How would America’s vast financial industry react if President Sanders began breaking up the biggest and most powerful Wall Street banks, for instance? And could Prime Minister Corbyn impose his own version of the Swedish ‘Meidner Plan'?

(It’s entirely possible that he might try: in September, Shadow Chancellor John McDonnell confirmed that under a future Labour government any British company with more than 250 employees would have to transfer a portion of its shares into a worker-controlled ‘Inclusive Ownership Fund’.)

Sunkara doesn’t conclusively answer these questions. But he does provide a roadmap for a reanimated leftwing strategy. This includes—somewhat obviously—rebuilding the trade union movement from the bottom up and, in the US, launching a new political party capable of annulling the Democrats from the left.

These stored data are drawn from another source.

PR #1263, opened 2026-05-24
fix(ble): pause Decent scale heartbeat during DE1 BLE discovery (#1176)

skialpine:
## Summary

Decent Scale was disconnecting mid-startup on Samsung Tab A8 (#1176) even after the persistent dual-HIGH-incapable latch dropped both links to BALANCED. Root cause: when DE1 reconnects and runs service+characteristic discovery (~3 s burst), the local BLE controller is saturated, and a scale heartbeat write landing in that window fails with `CharacteristicWriteError` and the scale drops.

In the user's log (session 3 in `debug-2.log`):
- +14.1 s scale CONNECTED at BALANCED
- +19.0 s DE1 reconnect attempt 1 → DE1 char discovery +20.8 → +23.7 s
- **+22.8 s scale `CharacteristicWriteError` storm → DISCONNECTED** (a heartbeat collided with DE1 char discovery)
- Repeated at +38 s and +143 s on subsequent DE1 traffic windows

## Fix

`BleTransport` (DE1) now brackets its `discoverDetails()` window with a `serviceDiscoveryActiveChanged(bool)` signal. `DE1Device` forwards it; `BLEManager` tracks the state and forwards to a co-resident `DecentScale` via `setHeartbeatsPaused(bool)`. The periodic 1 s heartbeat skips for the duration of DE1 discovery — the next tick resumes once chars are ready. The Decent Scale tolerates skipped heartbeats fine; what it doesn't tolerate is a write storm under controller contention.

Wake-sequence writes (LCD, CCCD enables) are deliberately unaffected — they happen before any DE1 reconnect on this code path (gated by the existing `m_de1DirectConnectInFlight` serializer), and gating them would risk losing the timing-sensitive de1app pattern.

Reset paths (controller-error, `onControllerDisconnected`, `disconnect()`) also clear the flag so the scale doesn't stay paused forever after a connect-time DE1 failure.

## What I considered and rejected

- **Move the existing gate's release from "Connected" to "chars ready"** — turned out to be a no-op. `BleTransport::isConnected()` already requires `m_characteristicsReady`, so the gate already releases at chars-ready (`src/ble/bletransport.cpp:293-299`).
- **Cap-cancel on reconnect-exhausted** — practically a no-op in this log. The cap is a 15 s backstop; the natural `wasActive && !isActive` release fires within ~10–13 s on every failed DE1 attempt.
- **Slow DE1 char discovery / per-write retries on the scale** — the writes aren't lost, the link is. Retrying just extends the storm.

## Test plan

- [x] Build clean (Qt Creator, macOS Debug): 0 errors, 0 warnings, all unit tests link.
- [ ] Field verification on @GCDE-VER1's Tab A8 (cold-DE1 startup on next beta after CI runs).

Signatures to watch for in the new debug log:
- `[BLE DecentScale] Pausing heartbeats — DE1 BLE discovery in progress` appears once per DE1 reconnect.
- `[BLE DecentScale] Resuming heartbeats — DE1 BLE discovery complete` follows within ~3 s.
- Zero `CharacteristicWriteError` on the scale in the first 60 s.

Closes/addresses comments in #1176.

### DIFF
--- a/src/ble/blemanager.cpp
+++ b/src/ble/blemanager.cpp
@@ -2,6 +2,7 @@
 #include "blecapability.h"
 #include "scaledevice.h"
 #include "protocol/de1characteristics.h"
+#include "scales/decentscale.h"
 #include "scales/scalefactory.h"
 #include "refractometers/difluidr2.h"
 #include "../core/settings_hardware.h"
@@ -1026,6 +1027,20 @@ void BLEManager::setScaleDevice(ScaleDevice* scale) {
         // Connect scale's debug log to our logging system
         connect(m_scaleDevice, &ScaleDevice::logMessage,
                 this, &BLEManager::appendScaleLog);
+        // Push current DE1-discovery state immediately so a scale that connects
+        // mid-discovery (e.g. after the gate timed out) starts in the right
+        // pause state instead of waiting for the next edge.
+        if (auto* ds = qobject_cast<DecentScale*>(m_scaleDevice)) {
+            ds->setHeartbeatsPaused(m_de1ServiceDiscoveryActive);
+        }
+    }
+}
+
+void BLEManager::setDe1ServiceDiscoveryActive(bool active) {
+    if (m_de1ServiceDiscoveryActive == active) return;
+    m_de1ServiceDiscoveryActive = active;
+    if (auto* ds = qobject_cast<DecentScale*>(m_scaleDevice)) {
+        ds->setHeartbeatsPaused(active);
     }
 }
 
--- a/src/ble/blemanager.h
+++ b/src/ble/blemanager.h
@@ -404,6 +404,12 @@ public slots:
     // Called by main.cpp when the DE1's direct-wake connection resolves
     // (connected, or the attempt ended).
     void onDe1ConnectionSettled();
+    // Track whether the DE1 transport is in BLE service+characteristic discovery
+    // and forward the state to a co-resident DecentScale so its heartbeat pauses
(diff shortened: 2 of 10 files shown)


skialpine:
### Code review

<details>

- [Worth a look] `DE1Device::disconnect()` severs all transport→this signal connections *before* invoking `m_transport->disconnect()`, so the new `setServiceDiscoveryActive(false)` emission inside `BleTransport::disconnect()` is dropped. `BLEManager::m_de1ServiceDiscoveryActive` can remain `true` (with `DecentScale::m_heartbeatsPaused` stuck on) until a subsequent BLE DE1 reconnect runs another discovery cycle that ends — narrow window, but real on the USB-takes-over path where no further BLE discovery comes. Easiest fix: reorder so `m_transport->disconnect()` runs *before* `QObject::disconnect(m_transport, ...)`, or push `false` to BLEManager from `DE1Device::disconnect()` defensively (score: 65). https://github.com/Kulitorum/Decenza/blob/411175cf9d92738d09f41c82e3bc650e36505263/src/ble/de1device.cpp#L361-L374

- [OK to skip] The doc comment on `setServiceDiscoveryActive` says "three reset call sites (chars-ready, disconnect, controller-error)" but there are four sites — `disconnect()`, `onControllerDisconnected()`, `onControllerError()`, and chars-ready. Loose grouping under "disconnect", not a behaviour bug (score: 50). https://github.com/Kulitorum/Decenza/blob/411175cf9d92738d09f41c82e3bc650e36505263/src/ble/bletransport.h#L68-L74

</details>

Above all, though, he insists that history matters, and that socialists need to avoid repeating the mistakes of their “long, complex, variously inspiring and dismal” past.

“We have little hope of realising our aims if we don’t learn from those who marched and organized and dreamed before us,” he concludes.

The Socialist Manifesto isn’t likely to appeal to readers who don’t share its author’s world view. But it doesn’t need to. Sunkara is deep in conversation with his own side. And his take is acutely, and refreshingly, realistic.